We Got Married

Capítulo IV

"¿Mi esposo?"

Un bufido exasperado escapó de su boca una vez que se halló lo suficientemente lejos del ascensor. Miró con algo de fastidio la hora en el reloj de su muñeca e inhaló y exhaló con lentitud, buscando calmarse. El encuentro con ese sujeto lo había alterado más lo que quisiera admitir.

Le sonaba familiar de muchas formas y le inquietaba el saberlo verdaderamente un conocido. Por la forma en la que le habló, definitivamente debían haber coincidido alguna vez, siendo su actual interrogante "¿Cuándo?". Sacudió la cabeza, como si realmente eso pudiera eliminar tales pensamientos de su mente y aceleró el paso, llegando rápidamente al sitio en el que se le había solicitado.

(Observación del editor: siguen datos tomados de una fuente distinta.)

PR #131, opened 2018-01-10
add size assertion to linear map

mforets:


src/LinearMap.jl
```diff
@@ -37,6 +37,7 @@ Return the linear map of a convex set.
 If the matrix is null, a `ZeroSet` is returned; otherwise a lazy linear map.
```
schillic: Is "null" a common term?

src/LinearMap.jl
```diff
@@ -37,6 +37,7 @@ Return the linear map of a convex set.
...
 """
 function *(M::AbstractMatrix, X::LazySet)
+    @assert dim(X) == size(M, 2) "a linear map of size $(size(M)) cannot be applied to a set of dimension of $(dim(X))"
```
schillic: Is "of dimension of" correct?

src/LinearMap.jl
mforets: as a matrix whose entries are all zero, see the wikipedia article [Zero matrix](https://en.wikipedia.org/wiki/Zero_matrix). so i could use that, or "If all the entries of the matrix are zero, ..."

src/LinearMap.jl
mforets: thanks, it's a typo 👍

src/LinearMap.jl
schillic: I am fine with "null".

Se situó al frente de la puerta y tocó levemente, obteniendo un "adelante" como respuesta.

—Buenos días, disculpe la tardanza —expuso al momento de ingresar a la estancia.

—¡Oh! —exclamó el hombre en el interior de la habitación, levemente sorprendido por la intromisión—. No tiene de qué disculparse, llega justo a tiempo —le respondió guardando una carpeta en su escritorio y acercándose hacia el nipón—. Mi nombre es Josef Karpisek —dijo haciendo una leve reverencia, pues a pesar de ser de origen suizo, había pasado la mayor parte de su vida en Corea.

El japonés se sintió levemente tentado a extender su mano para propinarle al desconocido un apretón de manos, pues, después de tantas giras en el extranjero, era un hábito que había adquirido. A decir verdad, el hecho de que el hombre frente a él luciera totalmente como un europeo, no ayudaba en lo absoluto. Sus ojos caramelo resaltaban a través de sus lentes de pasta roja; y su notoria calva, le recordaba a Frank Sinatra en su últimos años. Se sintió un poco estúpido por este reflejo cuando miro la leve reverencia que le hizo el otro, optando de forma rápida, por hacer una de igual manera.

—Sígame por aquí —le indicó el suizo al momento que abría otra puerta.

Al ingresar a la habitación, se sintió levemente extrañado. Era totalmente blanca y sólo disponía de una silla, una cámara y un televisor frente a la misma, además de una puerta negra al otro extremo de la estancia. Algo extrañado le lanzó una mirada interrogativa a su guía.

—Si, tal vez sea un poco extraño, pero no habrá entrevistador en esta ocasión. Se tiene por costumbre que el invitado lea las preguntas del televisor y las responda a la cámara, la idea es que se sienta lo suficientemente cómodo para responder con total sinceridad —explicó adentrándose en la pequeña habitación—. Por otro lado, muchos gustan de arreglarse antes de empezar la entrevista. Si ese es su caso, le sugiero entrar a la habitación que se encuentra dentro del estudio. Ahí dispone de vestuario, un estilista y una maquilladora profesional, en caso de que quiera usarlos.

El azabache se adentró en la estancia y se examinó en el espejo incrustado en la puerta que le había mencionado el hombre. Portaba un suéter cuello de tortuga negro, un jean claro con apariencia desgastada y zapatos deportivos blancos.

No podía decir que fuera un mal conjunto y, tomando en cuenta que solo saldría la parte superior de su cuerpo, definitivamente tenía cierto encanto. Pero los lentes de pasta azul y su cabello pulcramente peinado le conferían un aspecto angelical, casi ingenuo.

Esa definitivamente no era la imagen que acostumbraba enseñar a sus seguidoras. Ciertamente, su lado inocente había sido captado infinidad de veces por las cámaras, ganándose cientos de comentarios por parte de las fans y siendo descrito como el hombre del "2x1": dicho de otra forma, "pagas uno y te llevas dos". Nadie podía negar que el japonés tenía la fama de volver locas a las fanáticas con sus dos facetas; siendo la primera un joven atrevido e insinuante que no duda en aprovecharse de sus atributos físicos para hacer suspirar a más de una; y la segunda, un joven tierno e inocente, para el cual muchas se ofrecerían voluntarias para pervertirlo de mil y un formas.

—Necesito pasar por el estilista —informó al sujeto que lo acompañaba, antes de adentrarse en la habitación.

Qualcuno finalmente si degna di venire (al fin alguien se digna a entrar) —escuchó el chillido de una mujer al momento de ingresar.

La estancia estaba compuesta por una silla de peluquería, un gran espejo y todos los instrumentos necesarios para realizar un cambio de look total.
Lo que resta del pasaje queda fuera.